I awoke at 6:30 a.m. to get ready for work.  Noticing the glow from the living room lights, I looked over the railing and saw Dad still in his recliner, covered with a crocheted afghan, still reading his book.  “Hi Dad,” I whispered down to him.  “Are you going to go to bed soon and get some rest?”  He looked at the clock, looked up at me, and nodded a sleepy smile.  To be up all night was unusual.  It must have been a compelling book.  Often, I will awake at 2 or 3 a.m., needing to use the restroom, and Dad will be reading, or sometimes sleeping with the open book on his lap.  As much as he loves reading late into the night, the later he reads the less he sleeps and the worse he feels.  An all-nighter can ruin his energy for all of the next day.  One day when he seemed to feel particularly sick and weary, I asked him, “How do you feel today, Dad?”  “I feel awful,” he said.  “I was bad last night and read until 3:30 before I went upstairs to bed.  Now I’m paying the price.”  I remonstrated with him for associating the word “bad” with an activity he loves, which keeps his mind sharp, which enriches his life.  “There’s nothing bad about it,” I reassured him, adding that the later he read, the more he would need to rest, perhaps.  “What do you think about going to bed before midnight tonight?” I suggested.  “I just can’t do it,” he craved.  “I have to read, or my day will not be complete, and I won’t be able to sleep.”  Read on, Dad.

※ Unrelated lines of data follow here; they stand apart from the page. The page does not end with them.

PR #4187, opened 2017-11-14
move cursor to 2FA input automatically

lizkrznarich:


lizkrznarich:
[2FA: Automatically put the cursor in the Authenticate Code box](https://trello.com/c/7gXKui51/4335-2fa-automatically-put-the-cursor-in-the-authenticate-code-box)

PR #4188, opened 2017-11-15
Add revocation_date to the tokens table and populate it when a token …

amontenegro:
…is revocated


amontenegro:
[/oauth/revoke](https://trello.com/c/mog1N8NP/4266-oauth-revoke)

PR #4195, opened 2017-11-17
don't make agreement signatory required

lizkrznarich:


lizkrznarich:
[Self-service: Don't make Agreement signatory contact required](https://trello.com/c/PPSxc3h3/4349-self-service-dont-make-agreement-signatory-contact-required)

PR #4196, opened 2017-11-17
fix npe when canceling removal request

lizkrznarich:


lizkrznarich:
[Self-service: 500 error when canceling removal request](https://trello.com/c/1dorpDxM/4352-self-service-500-error-when-canceling-removal-request)

PR #4199, opened 2017-11-20
Api version 2.X and 3.X should allow HTTPS calls only

amontenegro:


amontenegro:
[2.1 API allows HTTP](https://trello.com/c/BZnhr09P/4355-21-api-allows-http)

PR #4200, opened 2017-11-20
Allow 1.x update scopes to be used to add the corresponding activity type in 2.x.

wjrsimpson:


wjrsimpson:
[Allow legacy update scopes for adding activities in 2.x](https://trello.com/c/26qobBsX/4356-allow-legacy-update-scopes-for-adding-activities-in-2x)

PR #4208, opened 2017-11-23
Fix swagger private month

TomDemeranville:


TomDemeranville:
[Fix swagger for private and fix example day value](https://trello.com/c/8jSBD43D/4370-fix-swagger-for-private-and-fix-example-day-value)

PR #4209, opened 2017-11-23
Only list consortium if the consortium opportunity is won, closed, and current.

wjrsimpson:


wjrsimpson:
[Member transitioning to consortium shows on consortia list](https://trello.com/c/DOBcOEvv/4365-member-transitioning-to-consortium-shows-on-consortia-list)

PR #4211, opened 2017-11-27
fixed group id missing exception for API

TomDemeranville:


TomDemeranville:
[Wrong error message for non-existing group id](https://trello.com/c/OKAIGOCb/4367-wrong-error-message-for-non-existing-group-id)

PR #4213, opened 2017-11-28
Ringgold importer filter identifiers

amontenegro:


amontenegro:
[Refactor ringgold importer to allow filtering identifiers by type](https://trello.com/c/gYvgHMzv/4381-refactor-ringgold-importer-to-allow-filtering-identifiers-by-type)

PR #4214, opened 2017-11-28
Fix reference

amontenegro:


amontenegro:
[Switching to a trusted account from the more delegates page does not work](https://trello.com/c/u0OtrpiJ/4375-switching-to-a-trusted-account-from-the-more-delegates-page-does-not-work)

PR #4221, opened 2017-11-30
Urls to2000 chars

amontenegro:


amontenegro:
[Work url length limit is too small](https://trello.com/c/WrN50Lre/4220-work-url-length-limit-is-too-small)

PR #4888, opened 2018-08-20
Add some error messages for when the admin miss the email address or …

amontenegro:
…specify an email address that doesnt exists yet


amontenegro:
[Reactivate account from admin does not work](https://trello.com/c/vulSqFyV/5231-reactivate-account-from-admin-does-not-work)

PR #4895, opened 2018-08-21
When adding a new email, check the email hash so we can know if a dea…

amontenegro:
…ctivate orcid is available


amontenegro:
[Adding an email address associated with a deactivated record to an existing record fails without an error](https://trello.com/c/mNucSeRV/5239-adding-an-email-address-associated-with-a-deactivated-record-to-an-existing-record-fails-without-an-error)

PR #4896, opened 2018-08-21
Social signin wasn't using the same components as signin and oauthsig…

amontenegro:
…n in


amontenegro:
[Trying to use a deactivated email address when setting up social/inst sign in fails without an error](https://trello.com/c/IcJGUkVr/5240-trying-to-use-a-deactivated-email-address-when-setting-up-social-inst-sign-in-fails-without-an-error)

PR #4898, opened 2018-08-22
sendReactivationEmail function will get the email as param

amontenegro:


amontenegro:
[link to reactivate record on registration does not work](https://trello.com/c/1ZB0lg4W/5244-link-to-reactivate-record-on-registration-does-not-work)

PR #4900, opened 2018-08-23
Bibtex import loading icon

lizkrznarich:


lizkrznarich:
[Large BibTeX files only save some works](https://trello.com/c/7kP7qbnD/5237-large-bibtex-files-only-save-some-works)

PR #4901, opened 2018-08-23
add funding import wizard functions to ng2 funding component

lizkrznarich:


lizkrznarich:
[The Uberwizard no longer responds to user input.](https://trello.com/c/osMfhGBx/5248-the-uberwizard-no-longer-responds-to-user-input)

PR #4902, opened 2018-08-23
init null funding ext id urls when loading funding form

lizkrznarich:


lizkrznarich:
[When editing an existing a funding item, the identifier doesn't show self/part-of and more ids can't be added](https://trello.com/c/1yGBMND0/5241-when-editing-an-existing-a-funding-item-the-identifier-doesnt-show-self-part-of-and-more-ids-cant-be-added)

PR #4904, opened 2018-08-27
Research resource pojo fixes

lizkrznarich:


lizkrznarich:
[Research-resources with two hosts, don't show either org identifiers](https://trello.com/c/ZzFP6i0K/5261-research-resources-with-two-hosts-dont-show-either-org-identifiers)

Courage at Twilight: Veterans Day

Dad, seated, second from right.

Looking out the window of my home office on Veterans Day 2021, with the American flag waving, I pondered on Dad’s life and military service.  Like many Americans, my ancestors served their country in the major conflicts from the Revolutionary War to World War II.  Dad enlisted and served an eight-year obligation between 1953 and 1962.   His Utah Air National Guard unit was the 130th AC&W Flight Squadron.  His Utah Army National Guard unit was the 142nd Military Intelligence Linguist Company, at Fort Douglas, where he was trained as an Interrogator.  He earned an Army Certificate of Training in 1961 for completing a course in Romanian at the U.S. Army Language School at the Presidio, in Monterey, California.  During a hiatus between his Air Force and Army service, he served a volunteer proselyting mission for the Church of Jesus Christ of Latter-day Saints in Brazil, where he learned Portuguese.  His marriage to Mom came in 1962, along with his honorable discharge from the Army, and his law school graduations came in 1963 (University of Utah), 1964 (New York University), and 1965 (University of São Paulo).  I came along in 1964, perched upon this legacy of intelligence, service, labor, and dedication.  I am so grateful for that legacy, which has provided the foundation for every opportunity of my life.  I hope I am worthy of that legacy.  I hope I have conveyed virtues and values to my own seven children.  My daughter Erin now serves as an officer in the U.S. Army, and I am very proud of her intelligence, service, labor, and dedication to the United States of America.